Using variant 1A from Table I, twenty-five replicates were taken to build the probability plots of ε’ and ε”. Fig. 2 illustrates these data and the linearization performed at 1 GHz. Graphics for other frequencies showed similar behavior and were omitted from the text. The linear fit provided the values for the correlation coefficients of Table II for a selected set of frequencies.

Fig. 2 Probability plot of glycerol showing (a) real and (b) imaginary parts of ε 

Table II Correlation coefficient as a function of frequency 

Frequency (GHz) Correlation coefficient (r)
ε’ ε”
0.2 0.9911 0.9441
0.3 0.9680 0.9587
0.4 0.9454 0.9714
0.5 0.9457 0.9789
0.6 0.9455 0.9840
0.7 0.9447 0.9940
0.8 0.9635 0.9754
0.9 0.9732 0.9659
1.0 0.9638 0.9610
2.0 0.9909 0.9468
3.0 0.9862 0.9553

N = 25; α = 0.05; Cv = 0.9582

Comparing the calculated values with the critical Ryan-Joiner value (Cv = 0.9582), it can be concluded that most of the frequency points follow a normal distribution. Some points (4 points for ε’ and 3 points for ε”), however, are below the critical value.

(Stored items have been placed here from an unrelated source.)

PR #59604, opened 2024-08-12
Allow existing imports in file to supersede package.json filter

### LINKED ISSUE #59487: Auto-import from transitive dependency should work when existing import is present
### 🔎 Search Terms

import suggest resolve package.json subfolder paths workspace

- I tested this in multiple versions of typescript and the behavior always seems to be the same. I search google a lot. I found information about package.json imports property, and also types, typeRoots and paths property of tsconfig compilerOptions. I tried several things and nothing quite seems to fit.

### ⏯ Playground Link

_No response_

### 💻 Code

```ts
import React from "react"

useEffect() // ctrl-dot on this does not trigger the correct suggestion, if the relevant package.json is in a subfolder. even if the npm package exists in the root node_modules folder!
```

### 🙁 Actual behavior

pressing ctrl-dot on "useEffect" does **not** trigger a suggestion to import useEffect from the react package

### 🙂 Expected behavior

I expect the import suggestion to be shown, since npm indeed installs all package into the root folder, even if the package.json is in a subfolder. And it does compile and run OK if I write the import manually. But I am tired of writing imports manually.

* Why I need this: I have a  submodule that I include as npm workspace in each of my repositories. The dependecies are only declared in package.json in my submodule. This avoids the need to declare the same dependencies in each of my projects
* if this cannot be solved any other way, may I ask if there is a way to write some sort of typescript plugin that will recognise the package.json in my submodule to determine relevant import suggestions?

andrewbranch:
Fixes #59487

FWIW, I thought we had said no to this request in the past, but I think that was the wrong call if so 🤷‍♂️


andrewbranch:
@typescript-bot perf test

andrewbranch:
Interesting that xstate apparently contains imports of transitive dependencies—I wonder what they are?

src/compiler/types.ts
```diff
@@ -5461,7 +5461,7 @@ export const enum NodeBuilderFlags {
     AllowEmptyIndexInfoType                 = 1 << 21,
     // Errors (cont.)
     AllowNodeModulesRelativePaths           = 1 << 26,
-    
+
```
jakebailey, line 5464: Nothing you did I don't think but this and Dimitri's PR both had this weird diff; makes me wonder if the formatter is broken?

jakebailey (approved):

src/compiler/types.ts
andrewbranch: I was surprised these spaces were here before—maybe the formatter improved?

jakebailey: Maybe, but we enforce that all files are formatted in CI, so it shouldn't have been possible to have them at all...

sheetalkamat (approved):

Issue #59095, opened 2024-07-01
parseCommandLine fails with --build and --force


CraigMacomber:
### 🔎 Search Terms

parseCommandLine build

### 🕗 Version & Regression Information

- This is the behavior in every version I tried (5.1 and 5.4)

### 💻 Code

When using the typescript package programatically, the function `parseCommandLine` is exported. Implementation: https://github.com/microsoft/TypeScript/blob/main/src/compiler/commandLineParser.ts#L1999

As far as I can tell, this function is public but undocumented. It seems like you should be able to give it command line arguments and have it parse them, and it usually works. However, if you give it `--build` and --force` it errors with `"Compiler option '--force' may only be used with '--build'."` which is confusing since it is used with --build.

### 🙁 Actual behavior

`"Compiler option '--force' may only be used with '--build'."` which is confusing since it is used with --build.

### 🙂 Expected behavior

One of:
- Document that `parseCommandLine` does not work for the `--build` case in its doc comment, and have the error reported when `--build` is encountered. Maybe also expose `isBuild` and `parseBuildCommand`.
- Support `--build`, and only emit `"Compiler option '--force' may only be used with '--build'."` when --build is not provided.

### Additional information about the issue

I believe when TypeScript is parsing its command line inputs it does not use this function for the "build" case, based on https://github.com/microsoft/TypeScript/blob/main/src/compiler/executeCommandLine.ts#L752, which is how it works when running tsc, but not in `parseCommandLine`. In that case it uses `parseBuildCommand`, which is `@internal`.

jakebailey:
This isn't wholly unexpected as `parseCommandLine` returns `ParsedCommandLine` which is explicitly just one tsconfig, not for use with build mode. Exposing something to be able to parse the whole thing doesn't seem too unreasonable to me. @sheetalkamat what do you think?

Zakronindustry:
->  **Documentation Improvement**: Add documentation to parseCommandLine to clarify that it does not support --build options. This would help users understand the limitations of the function.
->  **Function Updates**: Modify the parseCommandLine function or provide a separate function for handling --build scenarios if it’s a common use case. You might want to use the internal parseBuildCommand function if possible or expose functionality to handle build-specific options.

sheetalkamat:
We have `parseBuildCommand` which could be made public.

PR #59605, opened 2024-08-12
Fixed handle --build and --force in parseCommandLine (#59095)

codewithsupra:
Fixes #


sheetalkamat (changes requested):
This is incorrect change and that api cannot be used to parse build mode

Issue #52892, opened 2023-02-21
Instantiation expression inside nested classes produces unexpected circular reference error


whzx5byb:
# Bug Report

### 🔎 Search Terms

instantiation expression nested class

### 🕗 Version & Regression Information

- This is the behavior in every version I tried

### ⏯ Playground Link

[Playground link with relevant code](https://www.typescriptlang.org/play?jsx=0&ts=4.9.5#code/MYGwhgzhAECCA8AVaBeaA7ArgWwEYFMAnAPmgG8Aoaa6AelogBcxGBLYc6RgTwAd9oAfSTR8AD0b50AExixUcUmgAM0AL5Ua9AHrQA7qxAh9Ae0IBrfQAsp0TOmAns2KYwD8FTdQBuYEJnwAQgAuaEQAbi9oYCtDaRDoAEl0JjAHfEQ+fHgefhMAMzgAOgAheAREYirPGmhUtg4ShVBIGDLkcUkZOQVYUkpa2t4wQlcEiKi1aAoNCl9CaDAFdHw9OAowIpi4ouHR9EYi3398CnpBi5ptNyA)

### 💻 Code

```ts
class A<T = number> {
    //static { type _<T extends A = A> = 0 }
    //^ will work when uncomment it?

    value!: T;
    child!: InstanceType<typeof A.B<A<T>>>

    static B = class B<T extends A = A> {
        parent!: T;
    } 
}

var a = new A
a.child.parent.value
//              ^?
```

### 🙁 Actual behavior

Shows an error `'child' is referenced directly or indirectly in its own type annotation.`.

However, when uncommenting `// static {...}` it will work only in playground. 
In VSCode it still shows the error above.

### 🙂 Expected behavior

`a.child.parent.value` is `number`

### Workaround

[...]

Issue #59606, opened 2024-08-12
Non-first occurrence of circular class instantiation is always silently allowed


Andarist:
### 🔎 Search Terms

variance class expression instantiation reference

### 🕗 Version & Regression Information

- This is the behavior in every version I tried

### ⏯ Playground Link

https://www.typescriptlang.org/play/?ts=5.6.0-dev.20240812#code/MYGwhgzhAECCA8AVaBeaA7ArgWwEYFMAnAPmgG8AoaaANzBE3wEIAuaRAbiumAAsBLEABNW0AC4BPAA74A9gDM4AOgBC8BImLEO0APS7oRQrMIRufQUIBMoyTIXK1GrTv3QIYbPmiQfuWTTeuJhi0EKy+BDoAOShRiYU3BBiYGL8wNAqqDzgUJlIhgAeYvjoQjCw2bCklNTUUmCEpWKinNwAvlztiaCQFVYFaFh4RDXcdAzMbG3UFsK20nKKsFaq6gPDBCTa5gLCNmx2S3CrTgOa2noGHl4+FUpzQtAAFGBlyo9WAJTQwaHhkRicUIxkIiWoyVS6Uy2V6eTUyHwxVK5ROVSsYzq0AaTXQLWmXGonQo3SAA

### 💻 Code

```ts
class A<T = number> {
  value!: T;
  child!: typeof A.B<A<T>>; // errors
  child2!: typeof A.B<A<T>>; // same as above but doesn't error

  static B = class B<T extends A = A> {
    parent!: T;
  };
}

class A2<T = number> {
  value!: T;
  child!: typeof A2.B<A2<number>>;
  child2!: typeof A2.B<A2<T>>; // same as A.child (and A.child2) but doesn't error

  static B = class B<T extends A2 = A2> {
    parent!: T;
  };
}
```

### 🙁 Actual behavior

`child2` in both classes is free of errors

### 🙂 Expected behavior

both `child2` properties should contain errors (like `child` in `A`)

### Additional information about the issue

This is related to the fact that `child2` reenters `getVariancesWorker` for the same symbol, so it returns with `emptyArray` that was eagerly set as `links.variances` on the first entry of this function. This, in turn, is a signal for `structuredTypeRelatedToWorker` to return `Ternary.Unknown`.

Since this is truly a circular situation, I think this is effectively a design limitation. I'm only reporting this for documentation purposes.

PR #53549, opened 2023-03-27
Reset type resolution stack when starting to compute variance

gabritto:
Fixes #53470

PR #59607, opened 2024-08-12
Defer checking of class static blocks

Andarist:
closes https://github.com/microsoft/TypeScript/issues/52892

This only helps with a specific situation when a type alias defined in a class static block triggered the first variance check in those circular situations. Then all properties referencing `A` again were reentering `getVariancesWorker` and thus it was assumed that they were OK. My comment at the bottom of this post explains more about this kind of situation: https://github.com/microsoft/TypeScript/issues/59606#issue-2461841606

In other words, this only mitigates the problem in this specific situation but it's still possible to run into problems in similar circular situations.

### DIFF
--- a/src/compiler/checker.ts
+++ b/src/compiler/checker.ts
@@ -41494,7 +41494,7 @@ export function createTypeChecker(host: TypeCheckerHost): TypeChecker {
         }
     }
 
-    function checkClassStaticBlockDeclaration(node: ClassStaticBlockDeclaration) {
+    function checkClassStaticBlockDeclarationDeferred(node: ClassStaticBlockDeclaration) {
         checkGrammarModifiers(node);
 
         forEachChild(node, checkSourceElement);
@@ -47937,7 +47937,7 @@ export function createTypeChecker(host: TypeCheckerHost): TypeChecker {
             case SyntaxKind.MethodSignature:
                 return checkMethodDeclaration(node as MethodDeclaration | MethodSignature);
             case SyntaxKind.ClassStaticBlockDeclaration:
-                return checkClassStaticBlockDeclaration(node as ClassStaticBlockDeclaration);
+                return checkNodeDeferred(node);
             case SyntaxKind.Constructor:
                 return checkConstructorDeclaration(node as ConstructorDeclaration);
             case SyntaxKind.GetAccessor:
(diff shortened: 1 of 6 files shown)


tests/cases/fourslash/quickInfoAvoidsClassVarianceCircularity1.ts
Andarist, line 1: this one was already fixed by https://github.com/microsoft/TypeScript/pull/53549 , this is just an extra test case

RyanCavanaugh:
@typescript-bot test it

src/compiler/checker.ts
```diff
@@ -47937,7 +47937,7 @@ export function createTypeChecker(host: TypeCheckerHost): TypeChecker {
             case SyntaxKind.MethodSignature:
                 return checkMethodDeclaration(node as MethodDeclaration | MethodSignature);
             case SyntaxKind.ClassStaticBlockDeclaration:
-                return checkClassStaticBlockDeclaration(node as ClassStaticBlockDeclaration);
+                return checkNodeDeferred(node);
```
jakebailey: Maybe a stupid question, but why is it that this matters here, yet MethodSignatures are not deferred?

jakebailey: As in, can't we write that same local type declaration in a method and it breaks? Or is that fine because the _body_ gets deferred?

Andarist: My understanding is that:
1. The same local type declaration in a method shouldn't suppress the error either.
2. Object literal methods are deferred but class methods are not. If I try to defer class methods... a ton of tests break. So there has to be a reason behind why they are not deferred. Perhaps it's important for the variance worker?
3. Class static blocks conceptually execute after the class declaration and they shouldn't affect the variance measurement and shouldn't trigger circularities in a way class methods/properties can. So it should be OK to defer them. They should behave in an almost same way as statements executed after the class. They only get a special treatment when it comes to class type parameters and `this`. But it feels like it shouldn't break anything if those get simply resolved in a deferred manner - after the class declaration gets processed.
4. Right now it looks like this PR doesn't do anything because a bug has been introduced in the meantime: https://github.com/microsoft/TypeScript/issues/61982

From the statistical theory, the hypothesis that the data follow a normal distribution should be discarded. However, a more detailed examination shows that the most dissonant point (0.9441 in 0.2 GHz for ε”) deviates less than 1.5% from the critical value. Since all normality deviations are smaller than that value, the hypothesis of normality is still applicable. So, it will be assumed that the data follow a normal distribution.

The test was performed only at the temperature of 50°C. However, based on the dielectric behavior of glycerol, which has essentially the same temperature and frequency dependence (Debye behavior), it can be assumed that the data are also normal at other temperatures.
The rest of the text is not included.